WORK TO COMPLETE: Stop after the line that contains "Currently, terraforming has"; until then, restate each line of the entries word for word from the very first.
[RECORDS SUPPLIED]
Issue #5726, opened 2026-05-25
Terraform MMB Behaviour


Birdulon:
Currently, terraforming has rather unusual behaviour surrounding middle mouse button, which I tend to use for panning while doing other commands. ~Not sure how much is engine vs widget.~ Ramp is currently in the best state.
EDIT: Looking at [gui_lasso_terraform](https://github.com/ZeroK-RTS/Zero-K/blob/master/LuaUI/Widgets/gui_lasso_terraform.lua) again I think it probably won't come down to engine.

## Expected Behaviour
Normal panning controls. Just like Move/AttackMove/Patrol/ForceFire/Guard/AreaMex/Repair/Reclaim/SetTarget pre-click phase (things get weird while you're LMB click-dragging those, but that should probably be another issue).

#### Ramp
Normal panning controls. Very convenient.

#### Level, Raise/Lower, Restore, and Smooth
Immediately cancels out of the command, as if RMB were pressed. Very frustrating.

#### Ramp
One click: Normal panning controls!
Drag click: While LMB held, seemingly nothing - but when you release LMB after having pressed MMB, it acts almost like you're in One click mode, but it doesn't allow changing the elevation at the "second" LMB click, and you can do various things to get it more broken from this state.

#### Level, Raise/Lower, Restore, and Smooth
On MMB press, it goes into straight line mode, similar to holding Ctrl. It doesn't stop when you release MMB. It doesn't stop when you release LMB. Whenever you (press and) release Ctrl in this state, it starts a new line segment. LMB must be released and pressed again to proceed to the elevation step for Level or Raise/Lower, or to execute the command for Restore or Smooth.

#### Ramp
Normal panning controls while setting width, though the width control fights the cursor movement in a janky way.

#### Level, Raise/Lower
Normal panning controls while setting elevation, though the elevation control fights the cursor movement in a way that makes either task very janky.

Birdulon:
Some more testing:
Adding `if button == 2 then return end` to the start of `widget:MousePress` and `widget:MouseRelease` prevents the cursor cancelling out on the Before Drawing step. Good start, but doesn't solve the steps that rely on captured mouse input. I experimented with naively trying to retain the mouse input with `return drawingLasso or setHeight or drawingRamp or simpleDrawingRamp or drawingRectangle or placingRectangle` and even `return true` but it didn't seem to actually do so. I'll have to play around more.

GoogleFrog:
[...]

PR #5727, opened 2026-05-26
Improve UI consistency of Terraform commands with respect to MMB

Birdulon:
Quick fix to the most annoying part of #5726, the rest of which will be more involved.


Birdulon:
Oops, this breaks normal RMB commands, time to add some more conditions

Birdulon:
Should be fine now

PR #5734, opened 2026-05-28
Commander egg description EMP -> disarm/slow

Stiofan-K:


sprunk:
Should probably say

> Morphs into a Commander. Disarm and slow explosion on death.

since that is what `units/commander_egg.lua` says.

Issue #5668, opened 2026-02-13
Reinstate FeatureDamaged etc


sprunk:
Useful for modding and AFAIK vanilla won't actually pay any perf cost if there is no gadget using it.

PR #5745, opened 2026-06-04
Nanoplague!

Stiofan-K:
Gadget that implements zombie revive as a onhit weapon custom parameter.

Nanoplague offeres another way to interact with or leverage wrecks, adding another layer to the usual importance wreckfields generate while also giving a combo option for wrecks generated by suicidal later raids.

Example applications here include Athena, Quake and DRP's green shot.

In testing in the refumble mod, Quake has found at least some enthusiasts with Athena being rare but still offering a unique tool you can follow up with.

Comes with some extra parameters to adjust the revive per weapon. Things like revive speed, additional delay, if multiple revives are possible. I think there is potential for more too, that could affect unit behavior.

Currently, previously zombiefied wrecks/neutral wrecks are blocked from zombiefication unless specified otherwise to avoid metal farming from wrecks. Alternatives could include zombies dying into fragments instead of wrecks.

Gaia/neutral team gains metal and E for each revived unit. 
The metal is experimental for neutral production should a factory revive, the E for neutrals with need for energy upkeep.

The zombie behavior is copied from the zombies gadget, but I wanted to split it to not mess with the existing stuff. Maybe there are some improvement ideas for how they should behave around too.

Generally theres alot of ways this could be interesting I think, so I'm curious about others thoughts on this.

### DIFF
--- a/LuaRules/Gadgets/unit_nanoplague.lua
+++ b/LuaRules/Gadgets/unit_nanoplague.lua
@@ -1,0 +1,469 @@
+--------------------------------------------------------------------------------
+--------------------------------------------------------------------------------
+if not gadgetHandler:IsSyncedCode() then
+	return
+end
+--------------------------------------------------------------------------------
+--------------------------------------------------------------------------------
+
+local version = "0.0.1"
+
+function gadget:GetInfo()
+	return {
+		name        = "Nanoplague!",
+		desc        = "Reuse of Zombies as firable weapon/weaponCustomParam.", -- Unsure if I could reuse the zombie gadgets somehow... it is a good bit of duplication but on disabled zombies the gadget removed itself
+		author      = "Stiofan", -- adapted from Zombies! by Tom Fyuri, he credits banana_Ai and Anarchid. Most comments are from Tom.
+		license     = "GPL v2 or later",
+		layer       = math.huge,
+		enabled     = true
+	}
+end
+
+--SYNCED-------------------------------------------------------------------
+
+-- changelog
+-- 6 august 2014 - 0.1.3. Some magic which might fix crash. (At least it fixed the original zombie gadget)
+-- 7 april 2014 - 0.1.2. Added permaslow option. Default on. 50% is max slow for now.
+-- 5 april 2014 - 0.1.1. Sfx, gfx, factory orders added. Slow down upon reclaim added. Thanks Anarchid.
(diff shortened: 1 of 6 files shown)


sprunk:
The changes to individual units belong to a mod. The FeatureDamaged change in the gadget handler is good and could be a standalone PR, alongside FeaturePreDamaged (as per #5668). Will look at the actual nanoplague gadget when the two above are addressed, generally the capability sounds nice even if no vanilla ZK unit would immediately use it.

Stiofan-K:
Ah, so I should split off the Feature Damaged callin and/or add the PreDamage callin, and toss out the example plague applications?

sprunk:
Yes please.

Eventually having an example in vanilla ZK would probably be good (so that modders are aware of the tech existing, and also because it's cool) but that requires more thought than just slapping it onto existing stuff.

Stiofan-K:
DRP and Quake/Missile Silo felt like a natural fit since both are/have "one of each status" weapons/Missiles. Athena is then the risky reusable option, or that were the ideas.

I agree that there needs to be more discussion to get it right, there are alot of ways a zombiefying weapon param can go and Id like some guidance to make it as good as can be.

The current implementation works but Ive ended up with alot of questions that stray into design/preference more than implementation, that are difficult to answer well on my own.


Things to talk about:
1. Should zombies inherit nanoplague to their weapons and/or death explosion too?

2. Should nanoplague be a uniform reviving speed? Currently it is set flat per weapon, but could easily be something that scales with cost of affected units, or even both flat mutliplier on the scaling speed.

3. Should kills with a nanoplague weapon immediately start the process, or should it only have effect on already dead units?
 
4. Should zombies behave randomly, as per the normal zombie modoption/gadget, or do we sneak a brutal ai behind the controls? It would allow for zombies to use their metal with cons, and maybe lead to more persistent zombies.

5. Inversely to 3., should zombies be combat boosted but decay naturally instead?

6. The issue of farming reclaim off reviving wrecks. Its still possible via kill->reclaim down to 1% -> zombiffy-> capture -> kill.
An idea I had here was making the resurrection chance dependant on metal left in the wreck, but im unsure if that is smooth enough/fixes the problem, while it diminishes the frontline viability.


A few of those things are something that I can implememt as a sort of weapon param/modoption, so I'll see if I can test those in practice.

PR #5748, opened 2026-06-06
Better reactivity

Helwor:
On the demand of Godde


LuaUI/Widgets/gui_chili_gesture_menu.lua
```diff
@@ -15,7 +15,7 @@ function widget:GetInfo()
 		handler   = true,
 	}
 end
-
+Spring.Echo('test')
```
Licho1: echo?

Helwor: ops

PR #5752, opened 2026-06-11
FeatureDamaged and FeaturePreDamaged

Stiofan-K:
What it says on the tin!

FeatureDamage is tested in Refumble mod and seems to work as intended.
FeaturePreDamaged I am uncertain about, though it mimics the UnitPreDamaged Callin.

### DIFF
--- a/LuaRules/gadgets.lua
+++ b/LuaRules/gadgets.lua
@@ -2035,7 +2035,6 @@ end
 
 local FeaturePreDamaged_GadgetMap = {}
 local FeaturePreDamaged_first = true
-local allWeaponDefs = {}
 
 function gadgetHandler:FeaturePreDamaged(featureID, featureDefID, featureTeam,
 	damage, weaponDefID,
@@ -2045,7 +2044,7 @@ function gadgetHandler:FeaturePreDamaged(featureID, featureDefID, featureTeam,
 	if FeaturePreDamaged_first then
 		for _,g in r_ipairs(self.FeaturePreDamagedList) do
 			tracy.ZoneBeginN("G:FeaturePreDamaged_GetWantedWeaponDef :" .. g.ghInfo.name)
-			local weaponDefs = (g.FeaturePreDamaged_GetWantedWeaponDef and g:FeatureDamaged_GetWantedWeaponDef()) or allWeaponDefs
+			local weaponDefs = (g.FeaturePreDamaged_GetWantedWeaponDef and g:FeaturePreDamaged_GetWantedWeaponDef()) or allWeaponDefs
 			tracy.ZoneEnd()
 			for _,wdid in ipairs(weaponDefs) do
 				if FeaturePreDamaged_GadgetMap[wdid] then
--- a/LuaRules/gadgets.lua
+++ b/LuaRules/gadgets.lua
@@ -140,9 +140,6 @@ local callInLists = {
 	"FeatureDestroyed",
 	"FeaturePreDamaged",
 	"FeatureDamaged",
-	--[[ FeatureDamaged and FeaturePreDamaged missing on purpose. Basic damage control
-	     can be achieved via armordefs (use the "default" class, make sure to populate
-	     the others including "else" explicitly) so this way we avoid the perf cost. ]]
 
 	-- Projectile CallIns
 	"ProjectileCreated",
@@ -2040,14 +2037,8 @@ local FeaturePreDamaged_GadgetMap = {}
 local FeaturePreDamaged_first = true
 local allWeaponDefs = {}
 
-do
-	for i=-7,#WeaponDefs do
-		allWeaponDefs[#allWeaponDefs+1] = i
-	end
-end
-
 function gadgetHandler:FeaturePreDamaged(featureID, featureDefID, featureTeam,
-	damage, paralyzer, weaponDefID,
[/RECORDS SUPPLIED]
FINISHED EXERCISE:
Issue #5726, opened 2026-05-25
Terraform MMB Behaviour


Birdulon:
Currently, terraforming has rather unusual behaviour surrounding middle mouse button, which I tend to use for panning while doing other commands. ~Not sure how much is engine vs widget.~ Ramp is currently in the best state.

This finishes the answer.